** Opening Data for the task block **
PR #125623, opened 2024-05-06
Memoize local_scalar_dense calls, refactor all memos

ezyang:
Stack from [ghstack](https://github.com/ezyang/ghstack) (oldest at bottom):
* __->__ #125623

Signed-off-by: Edward Z. Yang <ezyang@meta.com>

PR #165893, opened 2025-10-20
[hops] fix unbacked runtime asserts for cond higher order op

bobrenjc93:
* __->__ #165893

At a high level after this fix we get the following nice tlparse https://manifold.edge.x2p.facebook.net/v0/read/tree/logs/bobren/54a57665-7dcc-41e0-8ca7-df01393cd4aa/custom/index.html?bucketName=tlparse_reports&apiKey=tlparse_reports-key&withPayload=1&timeoutMsec=10000

As seen in this doc, previously we were simply dropping assert post
dynamo: https://docs.google.com/document/d/1nRQwvw_gWL0_9T3VKb5Ly3_tNI1fgqG9WtryeD6qaZI/edit?tab=t.0

The fixes are a couple things:

1) Actually run the runtime assertion fx graph pass on subgraphs
2) Reset fake mode unbacked memo across speculate subgraph invocations
   since the memos actually break the runtime assertion insertions since
   calls like nonzero end up not allocating new unbacked symints and
   hence not populating pending_unbacked which then results in incorrect
   unbacked_bindings on fx_nodes in subgraphs.

This is a first step in hardening runtime asserts across all phases of
the compiler (eager, aot_eager, inductor, etc.). I will continue kicking
tires and fixing bugs until we get runtime assert generations in a good
place. One obvious next step is the added test case in this PR fails
when compiled with inductor with the following error (NB: it fails before this PR as well):

```
  File "/data/users/bobren/a/pytorch/torch/_inductor/ir.py", line 659, in get_dtype
    return self.dtype
torch._dynamo.exc.BackendCompilerFailed: backend='inductor' raised:
LoweringException: AttributeError: 'ShapeAsConstantBuffer' object has no attribute 'dtype'
  target: cond
  args[0]: Eq(Mod(s77, 4), 0)
  args[1]: Subgraph(name='true_graph_0', graph_module=<lambda>(), graph=<torch._inductor.graph.SubgraphLowering object at 0x7fbcbb11e110>)
  args[2]: Subgraph(name='false_graph_0', graph_module=<lambda>(), graph=<torch._inductor.graph.SubgraphLowering object at 0x7fbcbb21cf70>)
  args[3]: (s77, TensorBox(StorageBox(
    ComputedBuffer(name='buf0', layout=FlexibleLayout('cuda:0', torch.float32, size=[s77, s77], stride=[s77, 1]), data=Pointwise(device=device(type='cuda', index=0), dtype=torch.float32, inner_fn=<function make_pointwise.<locals>.inner.<locals>.inner_fn at 0x7fbcbb2f37f0>, ranges=[s77, s77]))
  )))
```


torch/_dynamo/variables/higher_order_ops.py
```diff
@@ -1371,6 +1371,11 @@ def speculate_branch(branch):
                 supports_aliasing=self.supports_aliasing,
             )
 
+            # need to ensure we increase epoch so we don't memoize unbacked bindings
+            # across different subgraphs which can interfere with runtime assertion
+            # generation.
+            tx.fake_mode.epoch += 1
```
zou3519, line 1377: Could you explain the epoch thing a bit more please? Why does incrementing it "Reset [the] fake mode unbacked memo " ?

bobrenjc93: This idea of memoizing data dependent op calls was originally introduced by @ezyang in https://github.com/pytorch/pytorch/pull/125623/files

It's helpful in the case where you are repeatedly calling the same data dependent operation in the same graph, but in the HOP case we are actually memoizing across different graphs. For example we'd call nonzero in the True graph and memoize the call such that in the False graph doesn't allocate a new unbacked symbol and thus doesn't properly set unbacked_bindings on the nonzero fx node.

```
@register_op_impl(torch.ops.aten.nonzero.default)
def nonzero(fake_mode, func, arg):
    if (
        fake_mode.shape_env is None
        or not fake_mode.shape_env.allow_dynamic_output_shape_ops
    ):
        # Without symints/symfloats, cannot handle this
        raise DynamicOutputShapeException(func)

    if (nnz := arg.nonzero_memo) is None:
```

This is problematic since our runtime assert fx pass depends on these unbacked bindings to figure out what asserts to insert into the graph

```
@compatibility(is_backward_compatible=True)
def insert_deferred_runtime_asserts(
    gm: GraphModule,
    shape_env: ShapeEnv,
    name: str,
    export: bool = False,
) -> None:

            ...

            if unbacked_bindings := resolve_unbacked_bindings(
                shape_env, node.meta.get("unbacked_bindings")
            ):
                for s, keypath in unbacked_bindings.items():
                    defs.append(s)
```

In practice this meant, even after my fix to run the fx graph passes, we were only inserting the asserts in one of the subgraphs. The memo epoch increase resets these memos such that we do allocate new unbacked symbols in both branches resulting in proper unbacked_bindings population resulting in correct runtime assert insertions.

Happy to add this comment to the code but not sure if it'd be too verbose lol

ydwu4: Will it cause problem for parent graph since now we would have different  tx.fake_mode.epoch when resume tracing parent graph?

In fact, this is a general problem for hop x dynamic shape. We need to be able to checkpoint and resume fake_mode/shape_env.  Another real use case from Executorch is to support different shape assumptions made in two branches. e.g. 
```python
def true_fn(x):
  return x @ self.small_param # (4, 8)
 
def false_fn(x):
  return x @ self.large_param # (128, 8)

torch.cond(x.shape[1] == 4, true_fn, false_fn)
```


After tracing true_fn or false_fn:

1. no new guards should be introduced to parent graph because cond shoudn't assume which branch is taken at tracing time and the decision of which branch to run is only available when the graph sees a real input. Parent graph's shape env should stay unchanged. 
2. We want to insert run time assertions in the traced graph of true_fn and false_fn even for backed symints.

A workaround for this use case is to export two/more programs with each of them specialize on x.shape in a different way but they are not happy about this and x.shape[1] could be unbacked.

bobrenjc93: 1) My understanding of the memoization is it's a mechanism to reduce number of unbacked allocations to make it easier on sympy (cc @ezyang for verification). Allocating more symbols across HOP boundaries shouldn't be a soundness problem. In contrast, today we actually do have a soundness problem where runtime asserts are lost post dynamo and rehydrated via the ShapeEnv during inductor. Crucially this means aot_eager is missing runtime asserts (see PR description). This PR fixes this with the slight tradeoff of a few more unbacked allocations, but I think that's a worthy tradeoff to make.
2) It is also true that subgraphs introducing runtime asserts can cause problems today. That's a separate problem that I hopeful to have a PR up for soon where we will prepend the torch.cond's predicate as a prelude to all runtime asserts in the subgraph.

zou3519 (approved):
I don't completely follow but I think this improves the current state (we're not silently dropping the asserts) so let's ship it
** Closing Data for the task block **
## About this exercise
Check every line of the data above for the string "self", and copy those that have it.

## Answer space
    return self.dtype
                 supports_aliasing=self.supports_aliasing,
  return x @ self.small_param # (4, 8)
  return x @ self.large_param # (128, 8)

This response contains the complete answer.